Task item:
Look through the entries below and extract exactly the lines from the one containing "(diff shortened: 3 of 18 files shown)" through the one containing "ralphtheninja, line 330: You", ends included.

Collection entries:
_____
PR #3660, opened 2024-02-04
remove unused css for reply hover button

Simon-Laux:
as this is just unused css this does not need a changelog entry.

We now have hover buttons again, if we want a reply button (latest discussions with adz and r10s said no), then we better add it in the new hover button component that adz made.


Simon-Laux:
ci failure is unrelated to change, most likely sth wrong with the npm package for the core/jsonrpc types or ci caching issue because it complains about the recently changed device message api.

PR #3661, opened 2024-02-04
z-index refactoring

Simon-Laux:
remove z-index where it was not needed, where it was needed tried to convert it to a lower or local/scoped z-index and put the remaining global ones into one file (`_variables.scss`).

## Commit messages
- scope the FAB z-index to the chatlist to get rid of its global z-index
- remove unessesary z-index from .group-image-edit-button
- reduce dependency on z-index in qr scanner ui
- remove dependence on z-index from fullscreen media view
- rm z-index from connectivity toast
- rm unnecessary z-indexes in jump-down-button
- put all global z-index values into a scss map in _variables.scss
- fix fmt

### DIFF
--- a/scss/_global.scss
+++ b/scss/_global.scss
@@ -144,12 +144,13 @@ code {
   image-rendering: pixelated;
 }
 
+// toast for errors and success messages
 .user-feedback {
   position: fixed;
   top: 60px;
   text-align: center;
   width: 100%;
-  z-index: 100;
+  z-index: map-get($z-index, user-feedback);
   pointer-events: none;
 
   p {
--- a/scss/chat/_chat-list-item.scss
+++ b/scss/chat/_chat-list-item.scss
@@ -327,7 +327,7 @@
   --size: 50px;
   --iconSize: 20px;
   position: fixed;
-  z-index: 20;
+  z-index: 1; // local z-index scoped to the chatlist
   bottom: 15px;
 
   width: var(--size);
--- a/scss/chat/_chat-list-item.scss
+++ b/scss/chat/_chat-list-item.scss
@@ -327,7 +327,7 @@
   --size: 50px;
   --iconSize: 20px;
   position: fixed;
-  z-index: 1; // local z-index scoped to the chatlist
+  z-index: map-get($z-index, chatlist-scope-floating-action-button);
   bottom: 15px;
 
   width: var(--size);
--- a/scss/chat/_chat-list.scss
+++ b/scss/chat/_chat-list.scss
@@ -1,5 +1,5 @@
 .chat-list {
-  z-index: 0; // this scopes the z-index of the floating action button to the chatlist
+  z-index: $z-index-new-local-scope; // needed for .floating-action-button
   width: 30%;
   height: $content-height;
   float: left;
--- a/scss/chat/_chat-list.scss
+++ b/scss/chat/_chat-list.scss
@@ -1,4 +1,5 @@
 .chat-list {
+  z-index: 0; // this scopes the z-index of the floating action button to the chatlist
   width: 30%;
   height: $content-height;
   float: left;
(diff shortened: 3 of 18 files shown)


Simon-Laux:
ci failure is unrelated to change, most likely sth wrong with the npm package for the core/jsonrpc types or ci caching issue because it complains about the recently changed device message api.

scss/_global.scss
```diff
@@ -144,12 +144,13 @@ code {
   image-rendering: pixelated;
 }
 
+// toast for errors and success messages
```
ralphtheninja, line 147: Cheers! :beers: :smile:

scss/chat/_chat-list-item.scss
```diff
@@ -327,7 +327,7 @@
   --size: 50px;
   --iconSize: 20px;
   position: fixed;
-  z-index: 20;
+  z-index: 1; // local z-index scoped to the chatlist
```
ralphtheninja, line 330: You could also move these to the variables file. Name the key accordingly to the comment, e.g. `'local-scope-chatlist'` or similar. This way we don't need these comments and we really have all z-index values in one file.

scss/dialogs/_qr-code.scss
```diff
@@ -27,7 +27,7 @@
 
 .scan-qr-description {
   position: relative;
-  z-index: 10;
+  z-index: 1;
```
ralphtheninja, line 30: Same here. This is also a locally scoped z-index?

scss/message/_message-list.scss
```diff
@@ -23,11 +23,10 @@
     bottom: calc(-100% + #{$height} + #{$marginBottom});
     height: $height;
     width: $width;
-    z-index: 10;
 
     .counter {
       position: relative;
-      z-index: 10;
+      z-index: 1;
```
ralphtheninja, line 29: Ditto.

src/renderer/components/AbsolutePositioningHelper/styles.module.scss
```diff
@@ -1,4 +1,6 @@
+@import '../../../../scss/variables';
+
 .absolutePositioningHelper {
   position: fixed;
-  z-index: 1000;
+  z-index: map-get($z-index, absolutePositioningHelper);
```
ralphtheninja, line 5: I'd use the same convention for all keys, e.g. `'absolute-positioning-helper'`. I realize this class isn't named the same way, but we can change this later.

ralphtheninja (commented):
Good that we got rid of some z-index values that weren't needed. But maybe consider moving all the ones that are needed to the variables file, now we're sort of in the middle of not centralizing the z-index values and also spreading some out.

Note that the key values for the z-index map doesn't _have_ to be named as the css class. They could be given different meaning in the key string. See my comments.

scss/chat/_chat-list.scss
```diff
@@ -1,4 +1,5 @@
 .chat-list {
+  z-index: 0; // this scopes the z-index of the floating action button to the chatlist
```
ralphtheninja, line 2: Same here

scss/dialogs/_qr-code.scss
Simon-Laux: no it isn't not really necessary with those z-index 1 values, but sure for completeness sake I can do it.

Simon-Laux:
moved all into the map, added missing local scopes and made an extra sass var for creating new local scopes: `$z-index-new-local-scope`.
I also removed the `z-index` of the map overlay, as it could also be solved by reordering the html elements.

Simon-Laux:
No time to wait for a review, I tested it myself and self-reviewed the code to ensure that it does not break anything obvious.

ralphtheninja:
Good job!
_____
Answer below:
(diff shortened: 3 of 18 files shown)


Simon-Laux:
ci failure is unrelated to change, most likely sth wrong with the npm package for the core/jsonrpc types or ci caching issue because it complains about the recently changed device message api.

scss/_global.scss
```diff
@@ -144,12 +144,13 @@ code {
   image-rendering: pixelated;
 }
 
+// toast for errors and success messages
```
ralphtheninja, line 147: Cheers! :beers: :smile:

scss/chat/_chat-list-item.scss
```diff
@@ -327,7 +327,7 @@
   --size: 50px;
   --iconSize: 20px;
   position: fixed;
-  z-index: 20;
+  z-index: 1; // local z-index scoped to the chatlist
```
ralphtheninja, line 330: You could also move these to the variables file. Name the key accordingly to the comment, e.g. `'local-scope-chatlist'` or similar. This way we don't need these comments and we really have all z-index values in one file.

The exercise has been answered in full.